PR #851, opened 2025-06-13
Run ruff check UP024

moi15moi:
I simply runned the command: ruff check --select UP024 --fix
For more detail about UP024, see: https://docs.astral.sh/ruff/rules/os-error-alias/
ruff version used: 0.11.13

### DIFF
--- a/comtypes/_comobject.py
+++ b/comtypes/_comobject.py
@@ -414,7 +414,7 @@ class COMObject:
         try:
             self.__typelib
         except AttributeError:
-            raise WindowsError(hresult.E_NOTIMPL)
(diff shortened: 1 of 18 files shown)


junkmd (approved):
I've confirmed [`EnvironmentError`](https://docs.python.org/3/library/exceptions.html#EnvironmentError), [`IOError`](https://docs.python.org/3/library/exceptions.html#IOError), and [`WindowsError`](https://docs.python.org/3/library/exceptions.html#WindowsError) have been replaced by [`OSError`](https://docs.python.org/3/library/exceptions.html#OSError).

While aliases might still exist if searched manually, I approve as applying `UP024` is the scope of this PR.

● ● ● ● ● ● ●

■ Exercise instructions
When a line of the material holds the string "comtypes", copy that line.

■ Result below
--- a/comtypes/_comobject.py
+++ b/comtypes/_comobject.py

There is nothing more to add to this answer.